Figure 4. Immunoglobulin heavy chain sequence analysis of Lin^-CD45R^-CD19^- fetal liver and Lin^-CD45R^lo/-CD19⁺ bone marrow derived B-1a cells show abundant N-addition

(A) N-region addition analysis at the D-J and V-D junctions in B-1a cells derived from Lin^-CD45R^-CD19^- and Lin^-CD45R^lo/-CD19⁺ fetal liver cells, Lin^-CD45R^lo/-CD19⁺ bone marrow cells, and total Lin- bone marrow is shown. (B) V, D, and J gene segment usage in B-1a cells derived from Lin^-CD45R^-CD19^- or Lin^-CD45R^lo/-CD19⁺ fetal liver cells is displayed. (C) Average number of N-additions at the V-D, D-J, or sum of the two junctions is shown along with CDR3 length.

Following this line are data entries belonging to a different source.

PR #278, opened 2020-11-10
feat: multimodal search tirg bo 2

bwanglzu:
@bhavsarpratik @JoanFM the multimodal encoder test passed locally and in docker, while image encoder passed locally , failed in docker. I'll put what I have now in this PR.


bwanglzu:
Close because we switch to css dataset in #287

PR #280, opened 2020-11-11
feat: add warning for existing workspace

theUnkownName:


southpark-search/app.py
```diff
@@ -81,7 +81,12 @@ def main(task, num_docs, top_k):
     workspace = os.environ["JINA_WORKSPACE"]
     if task == "index":
         if os.path.exists(workspace):
-            print(f"The directory {workspace} does already exist. Please remove it before indexing again.`")
+            import warnings
+            print(f'\n +---------------------------------------------------------------------------------+ \
+                    \n |                                   🤖🤖🤖                                        | \
+                    \n | The directory workspace already exists. Please remove it before indexing again. | \
```
JoanFM, line 87: I like it, @cristianmtr once you do your example, we could add a reference to the new example in this warning

theUnkownName: Cool, Ill do it for the other examples too then

theUnkownName:
I also refactored all the 'workdir' to have a consistent name across all examples instead of some being name 'tmp_workspace', 
'jina_workspace' and so on.

maximilianwerk:
Sorry to comment that late here, but that refactoring should never have been merged. The `WORKDIR` changes did not happen in all the `.yaml` files and thus this broke several examples. Furthermore, we decided to always have environment variables prefixed with `JINA`.
@nan-wang @JoanFM @theUnkownName 
I'll fix this immediately now.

Results are based on 3-5 independent experiments with sequences combined from each independent experiment.

Figure 5. The Lin^-CD45R^-CD19^- fetal liver progenitor population does not express TdT

(A) cDNA was obtained from sort purified populations: 1) Lin^-CD45R^-CD19^- fetal liver cells, 2) Lin^-CD45R^lo/-CD19⁺ fetal liver cells, and 3) Lin^-CD45R^lo/-CD19⁺ bone marrow cells, and assessed for TdT expression by PCR. (B) cDNA was obtained from sort purified bone marrow cell populations: 1) Lin^-CD45R^lo/-CD19⁺, 2) Lin^-CD45R⁺CD19^-, or 3) total bone marrow cells, and assessed for TdT expression by PCR. (C) TdT expression in sort purified bone marrow and fetal liver populations was analyzed using Taqman PCR. The results shown are an average of 5 independent experiments. (D) N-region addition analysis at the D-J and V-D junctions in B-1a and B-2 cells obtained from CD57/B6 TdT-/- mice is shown.

Figure 6. Lin^-CD45R^-CD19^- fetal liver cells express little to no AA4.1 and are responsive to IL-7

(A) Lin^-CD45R^-CD19^- and Lin^-CD45R^lo/-CD19⁺ fetal liver cells were assessed for AA4.1 and cKit expression at day 18 by immunofluorescent staining. (B) Lin^-CD45R^-CD19^- fetal liver cells were sorted from day 18 embryos. The cells were placed in culture overnight with SCF, TPO, and Flt-3L. Expression of AA4.1 and cKit was determined following the 24-hour culture. The results shown are representative of 3 independent experiments. (C, D) Lin^-CD45R^-CD19^- (black bars) and Lin^-CD45R^lo/-CD19⁺ (grey bars) fetal liver cells were sorted from day 18 embryos. The cells were placed in culture with a cytokine mix containing IL-7 (SCF, Flt3-L, TSLP, IL-7) or lacking IL-7 (SCF, Flt3-L, TSLP, IL-6, IL-3). After 3 and 9 days expression of AA4.1 (C) or CD45R and CD19 (D) expression was determined. The results shown are an average of 3 independent experiments.